You are right about mares mostly not wanting to be jumpers!  But years back there was a little girl with a little mare that were awesome to watch in jumping, obstacle, liberty and showmanship.  Just an obvious "two were as one" team.   Training takes time, patience, consistency and LOVE!   You are doing all of those to get the results you are.


----------



## Palomino (Dec 27, 2020)

Mini Horses said:


> Late to the party but, love your minis!!  I spent a lot of times at shows but not as a presenter.  Hired a trainer.   Had a farm to run and a job.   But, if not foaling, often went to shows and loved the entire experience!    Since I concentrated on the smaller ones mine were not entered into driving classes even tho some were trained to drive.  We just used them to have some free rides for the kids.  😃
> 
> We had a few outside events at KY Horse Park and in Reno, NV.   Most are inside, however.
> 
> ...


I would love to hear more about your minis and see photos! How long ago were they showing? I have some of the older lines in my herd. I still think they are wonderful.
I would love to show at the KY horse park one day. I think western regionals was at Reno last year and I saw that the warmup arena was outside.

Thank you! The pinto is a natural country mover and a great all around horse. They definitely do love to work and try to please. Those trophies are such a nice reward and the memories are even better!

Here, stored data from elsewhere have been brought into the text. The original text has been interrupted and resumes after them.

Issue #427, opened 2025-05-06
Spectroscopy: Estimate dispersion angle and fit dispersion profile


semaphoreP:
**Is your feature request related to a problem? Please describe.**
Estimate dispersion angle and fit dispersion profile. Use as input the centroids computed by `spec.compute_psf_centroid()` (see PR #399). 

**Describe the solution you'd like**
Fit the dispersion parameters to input centroids using estimate_dispersion_clocking_angle() and fit_dispersion_polynomials(). Output a “Dispersion Calibration” class (does not necessarily need to be saved). New code should go in `spec.py`

See test_spectroscopy.py `test_dispersion_fit()` for reference code. Need to port over from spectroscopy branch.

JuergenSchreiber:
To better understand: Who else is also working on the spectroscopy branch? The stuff in spectroscopy.py is from Neil and should be ported to spec.py in corgi format? I  see some functions like Gaussian1/2d , centroiding, which I think we should import from astropy and/or photutils?

semaphoreP:
@Ezarsh02 worked on the first step (measuring centroids in prep for measuring dispersion clocking angle and dispersion profile), but is finishing her semester-long internship, so we have no one else currently.

JuergenSchreiber:
@semaphoreP thanks Jason for the info, should I then work on on the spectroscopy-test branch?

semaphoreP:
That was just used for the dev work that has already been PR'd back into spectroscopy. So, you should feel free to branch off of spectroscopy however you want. Thanks! Can I assign you to this issue?

JuergenSchreiber:
OK, I see, I was too fast, I am already assigned to it.

semaphoreP:
Great! Implementation note: I think you can take as input a `SpectroscopyCentroidPSF` instance, instead of the dictionaries in the original spectroscopy.py code.

JuergenSchreiber:
@semaphoreP Hi Jason, I saw that the spectroscopy branch is more than 1000 commits behind main, which might cause some problems. Should I pull main in or (develop?) first before going on?

semaphoreP:
Pull in develop. Thanks!

JuergenSchreiber:
[...]

PR #472, opened 2025-06-26
Spec dispersion

JuergenSchreiber:
## Describe your changes
convert code from Neil to corgidrp.
Improve centroid fitting of spectral trace.
Generate DispersionModel containing fit parameters of dispersion relation and clocking angle including errors.

## Type of change

#427

- [x] I have linted my code


semaphoreP:
Note to self: check usage of test data (e.g., headers).

tests/test_data/simastrom/guesses.csv
semaphoreP, line 1: is this needed for something or can it be deleted?

tests/test_data/spectroscopy/test_products/narrowband_LSF_fit.png
semaphoreP, line 1: for everything in the "test_products" folder, are they used by as input by anything, or can they be removed?

corgidrp/spectroscopy.py
semaphoreP, line 1: I'm ok keeping this file around for now, but we should eventually aim to remove it.

tests/test_spectroscopy.py
semaphoreP, line 1: the same comment for this function as spectroscopy.py

corgidrp/spec.py
```diff
@@ -0,0 +1,648 @@
...
+            raise ValueError("Mismatch between dataset length and centroid guess arrays.")
+    
+    if template_file == None:
+        if 'FILTERS' in dataset[0].pri_hdr:
+            default_file = default_psf_files.get('filtersweep')
+        elif dataset[0].pri_hdr['SLIT'] == 'N':
+            default_file = default_psf_files.get('3d_noslit')
+        else:
+            default_file = default_psf_files.get('3d_slit')
+        test_data_path = os.path.join(os.path.dirname(corgidrp.__path__[0]), "tests", "test_data", "spectroscopy")
```
semaphoreP, line 401: all data that will be used by step functions (not just in unit tests) should live in corgidrp/data/ rather than tests/test_data. The main reason is that when we package the code for PyPI/pip, the files in the test folder don't get packaged for release with it.

corgidrp/spec.py
```diff
@@ -0,0 +1,648 @@
...
+        template_file = os.path.join(test_data_path, 
+            default_file)
+        if verbose:
+            print("no template file given, take simulated file: " + default_file)
+    temp_psf_array = fits.getdata(template_file, ext=0)
+    if len(dataset) != np.shape(temp_psf_array)[0]:
```
semaphoreP, line 407: I don't think we can enforce that the data and template must be the same size. 

@neilzim in the real data, I presume the science dataset will not have the same number of frames as one of these template files. how do we select a template frame? just grab the first one? or some other criteria?

corgidrp/spec.py
```diff
@@ -0,0 +1,648 @@
...
+        raise ValueError("Mismatch between dataset length and template arrays.")
+    try:
+        temp_psf_table = fits.getdata(template_file , ext=1)
+        (xcent_template, ycent_template) = (temp_psf_table['xcent'], temp_psf_table['ycent'])
+        if len(dataset) != len(xcent_template) or len(dataset) != len(ycent_template):
+            raise ValueError("Mismatch between dataset length and template centroid arrays.")
```
semaphoreP, line 413: I don't think this valueerror does anything because it immediately gets silenced by the all-catching except statement in the next line.

corgidrp/spec.py
```diff
@@ -0,0 +1,648 @@
...
+        err_hdr = fits.Header(),
+        err = centroids_err,
+        input_dataset=dataset
+    )
+        
+    return calibration
+
+def read_cent_wave(filter_file, band):
+    """
+    read the csv filter file containing the band names and the central wavelength
```
semaphoreP, line 471: add a sentence in the docstring about the format of the csv file it assumes when reading (i.e., do you need column names, do wvs and transmission need to be at specific column indexes?)

corgidrp/spec.py
```diff
@@ -0,0 +1,648 @@
...
+        #bandpass = [610, 710]
+        #halfheight = 10
+    else:
+        subband_list = ['3A', '3B', '3C', '3D', '3E', '3G']
+        ref_wavlen = 730.0
+        ref_cfam = '3'
+        #bandpass = [675, 785]
+        #halfheight = 30
+        
+    filters = centroid_psf.pri_hdr['FILTERS'].upper().split(",")
```
semaphoreP, line 612: I couldn't figure out who writes "FILTERS" into the primary header. this isn't a keyword by default.  Perhaps we need to construct a list of filters from the CFAMNAME keyword in from the L1 headers. @neilzim may have added this keyword for convenience into the test files, but we may not get it for the real data

corgidrp/spec.py
```diff
@@ -0,0 +1,648 @@
...
+    return pfit_pos_vs_wavlen, cov_pos_vs_wavlen, pfit_wavlen_vs_pos, cov_wavlen_vs_pos
+
+
+def calibrate_dispersion_model(centroid_psf, band_center_file, prism = 'PRISM3', pixel_pitch_um = 13.0):
+    """ 
+    Generate a DispersionModel of the spectral dispersion profile of the CGI ZOD prism.
+
+    Args:
+       centroid_psf (SpectroscopyCentroidPsf): instance of SpectroscopyCentroidPsf calibration class
+       band_center_file (str): file name of the band centers
```
semaphoreP, line 586: should there be a default band_center_file that lives in corgidrp/data alongside the filter curves? so a user does not need to always pass in a file path?

tests/test_spec.py
```diff
@@ -0,0 +1,229 @@
...
+    
+    (xtest_min, xtest_max) = (tvac_pos_func_wavlen((bandpass[0] - ref_wavlen)/ref_wavlen),
+                              tvac_pos_func_wavlen((bandpass[1] - ref_wavlen)/ref_wavlen))
+    xtest = np.linspace(xtest_min, xtest_max, 1000)
+    tvac_model_wavlens = tvac_wavlen_func_pos(xtest)
+    corgi_model_wavlens = wavlen_func_pos(xtest)
+    wavlen_model_error = corgi_model_wavlens - tvac_model_wavlens
+    worst_case_wavlen_error = np.abs(wavlen_model_error).max()
+    print(f"Worst case wavelength disagreement from the test input model: {worst_case_wavlen_error:.2f} nm")
+    assert worst_case_wavlen_error == pytest.approx(0, abs=0.5)
```
semaphoreP, line 222: did you pick 0.5 nm specifically because it is a requirement or just arbitrary?

semaphoreP (commented):
Looks good! I have some clean-up to-dos, some refactoring comments, and a couple of comments on how the code will work on real data. There may be 1-2 things we should consult with Neil.

corgidrp/spec.py
neilzim: I set this "FILTERS" list in the test filter sweep image cube for convenience. It would be preferable to have the test operate on a list of individual image files in the expected format.

corgidrp/spec.py
JuergenSchreiber: Ok, I move everything we need to data/spectroscopy

corgidrp/spec.py
JuergenSchreiber: Done

tests/test_data/spectroscopy/test_products/narrowband_LSF_fit.png
JuergenSchreiber: can be removed

corgidrp/spec.py
JuergenSchreiber: I have converted now the tvac template files to single drp style images and stored tehm in data/spectroscopy/templates and added x/ycent and x/yoffset to the ext_hdrs, since I am not sure whether we have already corresponding L1 header keywords.
For now I use the template frame one after the other, if we have more frames in the input dataset I just use the last template frame. For filtersweep I search the available template frames for the same cfamname.

semaphoreP: based on the slack conversation with Neil, I think we just need one template per filter? Does that work for you Juergen?

corgidrp/spec.py
```diff
@@ -0,0 +1,629 @@
...
+    else:
+        xcent = np.asarray(initial_cent.get("xcent"))
+        ycent = np.asarray(initial_cent.get("ycent"))
+        if xcent is None or ycent is None:
+            raise ValueError("initial_cent dictionary must contain 'xcent' and 'ycent' arrays.")
+        if len(dataset) != len(xcent) or len(dataset) != len(ycent):
+            raise ValueError("Mismatch between dataset length and centroid guess arrays.")
+    
+    if template_dataset is None:
+        template_dataset, filtersweep = get_template_dataset(dataset)
```
semaphoreP, line 355: It seems like this line overrides the filtersweep argument passed in. Perhaps the filtersweep docstring comment could emphasize that it's only used if template_dataset is not None?

corgidrp/spec.py
```diff
@@ -0,0 +1,629 @@
...
+        )
+
+        centroids[idx] = [xfit, yfit]
+        centroids_err[idx] = [x_precis, y_precis]
+
+        if verbose:
+            print(f"Slice {idx}: x = {xfit:.3f}, y = {yfit:.3f}")
+    
+    if filtersweep:
+        ext_hdr_centroid['FILTERS'] = ",".join(filters)
```
semaphoreP, line 430: It seems to me that the FILTERS keyword is absolutely necessary for the next step. Is there a case where we aren't doing a filtersweep? Shold we just assume we are, and that by default, we write something into this FILTERS header?

semaphoreP (commented):
Just a couple small comments here, and there's one unresolved comment from the last review regarding what are the necessary template files that I'd like to get to the bottom of.

corgidrp/spec.py
JuergenSchreiber: I was not sure whether we use the centroid fitting only for the dispersion determination. At least we could use it also for other things, e.g. we have the psfs with offsets as templates in data.

PR #912, opened 2023-08-09
Ship voting arbitrum

sanderpick:
Deploys all voting tables and the voting registry to Arbitrum. The FT rewards table was re-deployed to Arbitrum as well.


ethereum/hardhat.config.ts
```diff
@@ -133,7 +158,7 @@ const config: HardhatUserConfig = {
 
 interface RigsTablesConfig {
   tablelandPrivateKey: string | undefined;
-  tablelandAlchemyKey?: string;
```
datadanne, line 136: I think this change breaks the `deployRigs` and `deployRigsAndPilots` scripts since they still refer to the alchemy key

datadanne (dismissed):

ethereum/hardhat.config.ts
sanderpick: pushed a fix

PR #918, opened 2023-08-25
Garage: update ft checker vercel function to support both a single wallet and multiple wallets

datadanne:
Closes RIG-65


sanderpick (approved):
lgtm!

PR #922, opened 2023-09-19
Garage: update admin page to check admin permissions

datadanne:
Adds admin permission checks for proposals & missions. I don't think there is an api for checking if an account has been granted permission to write to a table using `GRANT`, so we can't check if the account can give out ft rewards.

image

Closes RIG-68


sanderpick (dismissed):
LGTM!

sanderpick (approved):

That must have been so fun to see. I have one mare like that. Really looking forward to showing her again.

It certainly does require all of those things! Thank you! I love doing this!!


----------



## Palomino (Dec 27, 2020)

In all her winter woolies, this mare is a dream to watch. A true Arab in miniature! She will be a fine liberty horse one day and an amazing single horse.



And a closeup of my pinto gelding in Hunter


----------



## Baymule (Dec 27, 2020)

Just beautiful! Do you ever show at the Texas Rose Horse Park in Tyler? I don't know if they have classes for mini's, just wondering.


----------



## Palomino (Dec 27, 2020)

Baymule said:


> Just beautiful! Do you ever show at the Texas Rose Horse Park in Tyler? I don't know if they have classes for mini's, just wondering.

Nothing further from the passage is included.